═══ DATA IN THIS EXERCISE ═══
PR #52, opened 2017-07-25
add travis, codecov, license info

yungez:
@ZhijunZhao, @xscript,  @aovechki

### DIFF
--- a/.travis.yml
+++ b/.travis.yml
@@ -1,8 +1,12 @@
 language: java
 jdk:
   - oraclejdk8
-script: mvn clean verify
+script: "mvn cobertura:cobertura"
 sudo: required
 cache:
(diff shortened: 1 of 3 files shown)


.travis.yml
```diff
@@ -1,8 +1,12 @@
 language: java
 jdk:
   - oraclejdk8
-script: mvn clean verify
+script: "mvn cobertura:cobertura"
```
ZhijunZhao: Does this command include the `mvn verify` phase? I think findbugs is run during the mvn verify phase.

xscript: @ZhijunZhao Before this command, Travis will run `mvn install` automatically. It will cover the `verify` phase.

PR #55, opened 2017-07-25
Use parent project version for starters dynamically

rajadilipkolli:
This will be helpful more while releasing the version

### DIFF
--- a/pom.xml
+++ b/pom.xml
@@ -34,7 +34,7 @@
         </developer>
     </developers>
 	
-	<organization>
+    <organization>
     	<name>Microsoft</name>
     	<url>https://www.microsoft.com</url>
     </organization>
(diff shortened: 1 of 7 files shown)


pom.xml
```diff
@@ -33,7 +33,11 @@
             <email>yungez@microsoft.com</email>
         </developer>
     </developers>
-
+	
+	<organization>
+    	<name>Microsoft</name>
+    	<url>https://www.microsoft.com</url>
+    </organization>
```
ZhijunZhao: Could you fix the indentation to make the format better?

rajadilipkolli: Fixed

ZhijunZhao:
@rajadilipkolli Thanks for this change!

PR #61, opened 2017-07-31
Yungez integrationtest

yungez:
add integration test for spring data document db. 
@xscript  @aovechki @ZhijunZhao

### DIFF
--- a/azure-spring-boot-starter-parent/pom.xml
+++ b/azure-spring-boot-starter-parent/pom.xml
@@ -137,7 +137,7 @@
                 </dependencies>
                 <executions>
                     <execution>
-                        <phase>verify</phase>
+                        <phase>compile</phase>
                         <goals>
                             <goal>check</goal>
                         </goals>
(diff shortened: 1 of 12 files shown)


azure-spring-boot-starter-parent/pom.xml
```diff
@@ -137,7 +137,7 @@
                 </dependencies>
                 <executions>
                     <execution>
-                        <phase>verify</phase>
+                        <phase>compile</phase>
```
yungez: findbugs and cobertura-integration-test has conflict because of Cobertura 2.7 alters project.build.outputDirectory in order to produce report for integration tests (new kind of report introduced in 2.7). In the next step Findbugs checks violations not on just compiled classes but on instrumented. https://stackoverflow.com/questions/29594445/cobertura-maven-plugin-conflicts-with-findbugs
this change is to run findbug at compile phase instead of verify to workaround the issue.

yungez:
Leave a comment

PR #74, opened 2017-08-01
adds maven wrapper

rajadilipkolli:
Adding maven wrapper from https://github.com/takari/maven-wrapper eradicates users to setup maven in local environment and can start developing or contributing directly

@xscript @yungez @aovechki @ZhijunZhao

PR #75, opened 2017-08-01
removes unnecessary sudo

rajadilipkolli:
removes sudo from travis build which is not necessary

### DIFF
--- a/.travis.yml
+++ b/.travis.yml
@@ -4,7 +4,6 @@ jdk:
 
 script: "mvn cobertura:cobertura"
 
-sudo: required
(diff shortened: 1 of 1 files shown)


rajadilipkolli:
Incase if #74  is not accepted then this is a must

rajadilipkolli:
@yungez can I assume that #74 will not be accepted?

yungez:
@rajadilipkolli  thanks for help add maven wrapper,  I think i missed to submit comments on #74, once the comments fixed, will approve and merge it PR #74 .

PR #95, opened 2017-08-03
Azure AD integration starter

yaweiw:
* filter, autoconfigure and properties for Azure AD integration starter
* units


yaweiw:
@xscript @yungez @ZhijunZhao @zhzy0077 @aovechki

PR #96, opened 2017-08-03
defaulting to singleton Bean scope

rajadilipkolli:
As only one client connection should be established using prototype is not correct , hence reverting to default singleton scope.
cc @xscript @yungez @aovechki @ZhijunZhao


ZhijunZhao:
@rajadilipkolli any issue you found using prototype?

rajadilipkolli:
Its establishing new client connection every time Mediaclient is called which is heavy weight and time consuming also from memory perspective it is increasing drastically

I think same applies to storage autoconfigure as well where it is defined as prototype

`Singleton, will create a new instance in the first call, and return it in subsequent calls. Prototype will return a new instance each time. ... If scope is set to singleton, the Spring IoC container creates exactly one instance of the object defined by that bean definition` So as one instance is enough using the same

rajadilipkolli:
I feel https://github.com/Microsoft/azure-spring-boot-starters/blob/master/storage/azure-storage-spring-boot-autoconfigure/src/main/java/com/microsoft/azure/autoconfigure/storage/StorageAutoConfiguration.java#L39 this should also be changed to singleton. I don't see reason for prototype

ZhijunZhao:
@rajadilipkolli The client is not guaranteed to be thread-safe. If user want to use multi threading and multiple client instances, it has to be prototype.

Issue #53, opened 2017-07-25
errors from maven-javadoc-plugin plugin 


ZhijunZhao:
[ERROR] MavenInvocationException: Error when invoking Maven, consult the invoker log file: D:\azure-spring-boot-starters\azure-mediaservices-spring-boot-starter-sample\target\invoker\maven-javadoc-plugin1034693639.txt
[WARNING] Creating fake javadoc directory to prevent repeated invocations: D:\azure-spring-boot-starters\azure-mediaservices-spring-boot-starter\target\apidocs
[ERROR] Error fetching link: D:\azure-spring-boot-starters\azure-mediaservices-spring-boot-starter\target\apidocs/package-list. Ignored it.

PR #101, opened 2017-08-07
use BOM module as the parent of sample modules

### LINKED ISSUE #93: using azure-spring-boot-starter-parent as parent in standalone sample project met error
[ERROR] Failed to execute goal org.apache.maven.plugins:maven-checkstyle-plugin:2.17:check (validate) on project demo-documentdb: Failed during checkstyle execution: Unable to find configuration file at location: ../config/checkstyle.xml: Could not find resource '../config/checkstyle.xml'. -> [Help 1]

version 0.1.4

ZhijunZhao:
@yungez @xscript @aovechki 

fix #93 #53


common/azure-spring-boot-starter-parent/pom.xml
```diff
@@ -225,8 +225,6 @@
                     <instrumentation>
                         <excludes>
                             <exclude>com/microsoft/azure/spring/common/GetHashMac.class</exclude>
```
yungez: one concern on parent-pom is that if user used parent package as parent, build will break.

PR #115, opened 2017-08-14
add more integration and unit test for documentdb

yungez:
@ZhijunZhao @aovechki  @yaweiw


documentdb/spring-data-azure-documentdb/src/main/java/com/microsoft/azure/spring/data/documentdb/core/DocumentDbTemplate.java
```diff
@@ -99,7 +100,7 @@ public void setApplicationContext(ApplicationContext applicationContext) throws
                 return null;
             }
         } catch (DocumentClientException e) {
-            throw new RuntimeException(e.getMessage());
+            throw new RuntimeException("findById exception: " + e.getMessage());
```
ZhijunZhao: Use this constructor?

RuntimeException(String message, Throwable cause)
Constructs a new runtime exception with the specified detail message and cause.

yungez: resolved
═══
═══ DATA IN THIS EXERCISE ═══
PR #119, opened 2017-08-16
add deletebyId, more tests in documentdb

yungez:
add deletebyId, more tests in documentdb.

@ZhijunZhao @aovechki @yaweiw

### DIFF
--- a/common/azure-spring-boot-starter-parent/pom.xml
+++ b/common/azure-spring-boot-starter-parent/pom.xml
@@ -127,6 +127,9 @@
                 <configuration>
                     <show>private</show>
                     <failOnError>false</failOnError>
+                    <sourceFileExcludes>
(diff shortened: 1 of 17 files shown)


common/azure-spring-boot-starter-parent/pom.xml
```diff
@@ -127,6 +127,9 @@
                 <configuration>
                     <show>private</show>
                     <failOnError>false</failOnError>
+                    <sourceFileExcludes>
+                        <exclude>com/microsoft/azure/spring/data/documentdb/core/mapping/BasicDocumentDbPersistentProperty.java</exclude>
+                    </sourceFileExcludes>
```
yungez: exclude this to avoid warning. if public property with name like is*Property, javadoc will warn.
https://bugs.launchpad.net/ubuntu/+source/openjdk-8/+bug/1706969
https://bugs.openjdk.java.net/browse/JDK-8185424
═══
═══ DATA IN THIS EXERCISE ═══
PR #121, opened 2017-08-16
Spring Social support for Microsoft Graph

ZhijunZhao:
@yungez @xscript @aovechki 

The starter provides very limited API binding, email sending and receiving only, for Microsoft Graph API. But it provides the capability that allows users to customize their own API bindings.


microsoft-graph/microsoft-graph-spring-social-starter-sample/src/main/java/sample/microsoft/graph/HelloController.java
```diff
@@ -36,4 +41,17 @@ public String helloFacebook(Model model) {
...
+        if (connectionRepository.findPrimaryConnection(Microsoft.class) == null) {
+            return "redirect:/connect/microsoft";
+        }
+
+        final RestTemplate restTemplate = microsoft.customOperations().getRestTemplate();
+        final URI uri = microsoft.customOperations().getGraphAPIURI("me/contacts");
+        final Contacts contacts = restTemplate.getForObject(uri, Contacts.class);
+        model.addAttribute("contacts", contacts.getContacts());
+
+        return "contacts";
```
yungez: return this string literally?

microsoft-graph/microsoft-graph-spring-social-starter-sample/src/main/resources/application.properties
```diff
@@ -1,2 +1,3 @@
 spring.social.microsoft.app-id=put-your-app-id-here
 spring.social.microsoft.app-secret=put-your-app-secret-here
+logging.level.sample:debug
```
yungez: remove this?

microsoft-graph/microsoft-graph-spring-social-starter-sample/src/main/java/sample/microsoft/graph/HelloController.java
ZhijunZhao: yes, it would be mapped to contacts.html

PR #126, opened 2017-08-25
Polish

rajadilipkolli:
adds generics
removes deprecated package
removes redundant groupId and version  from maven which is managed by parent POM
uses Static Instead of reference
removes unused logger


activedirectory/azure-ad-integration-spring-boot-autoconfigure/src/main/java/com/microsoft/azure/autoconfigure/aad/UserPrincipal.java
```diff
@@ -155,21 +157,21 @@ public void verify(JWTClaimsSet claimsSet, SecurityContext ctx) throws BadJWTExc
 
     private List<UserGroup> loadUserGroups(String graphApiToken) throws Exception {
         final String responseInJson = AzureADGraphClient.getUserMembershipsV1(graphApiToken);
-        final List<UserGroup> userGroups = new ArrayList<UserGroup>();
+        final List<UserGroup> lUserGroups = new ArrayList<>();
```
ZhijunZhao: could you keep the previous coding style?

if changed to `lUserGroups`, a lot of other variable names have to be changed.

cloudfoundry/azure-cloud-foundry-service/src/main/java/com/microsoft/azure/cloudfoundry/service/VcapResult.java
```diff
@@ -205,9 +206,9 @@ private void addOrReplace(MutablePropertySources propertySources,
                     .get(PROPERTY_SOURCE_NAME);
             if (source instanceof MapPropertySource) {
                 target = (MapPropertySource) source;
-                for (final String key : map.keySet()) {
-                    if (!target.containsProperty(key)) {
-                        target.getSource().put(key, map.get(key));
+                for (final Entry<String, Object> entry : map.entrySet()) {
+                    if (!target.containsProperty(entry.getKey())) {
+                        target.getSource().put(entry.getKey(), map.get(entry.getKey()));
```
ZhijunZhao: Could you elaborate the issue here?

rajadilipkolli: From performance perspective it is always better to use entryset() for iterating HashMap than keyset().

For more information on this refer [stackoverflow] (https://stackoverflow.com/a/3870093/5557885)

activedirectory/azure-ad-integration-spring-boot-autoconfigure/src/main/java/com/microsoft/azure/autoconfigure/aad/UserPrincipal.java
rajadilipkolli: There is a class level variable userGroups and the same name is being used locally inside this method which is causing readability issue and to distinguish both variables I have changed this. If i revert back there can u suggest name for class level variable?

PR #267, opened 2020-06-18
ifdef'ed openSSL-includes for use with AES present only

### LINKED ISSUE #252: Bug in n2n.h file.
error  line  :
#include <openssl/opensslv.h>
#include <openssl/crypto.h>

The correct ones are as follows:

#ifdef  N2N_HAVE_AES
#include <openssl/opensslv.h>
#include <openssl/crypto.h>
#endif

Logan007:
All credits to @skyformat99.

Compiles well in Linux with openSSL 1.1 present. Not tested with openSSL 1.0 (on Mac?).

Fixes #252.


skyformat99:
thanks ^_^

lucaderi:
═══
* WHAT YOU HAVE TO DO *
Look over the data and work out how many lines include the word "aovechki"; reply with the number only.

* SOLUTION TO THIS EXERCISE *
9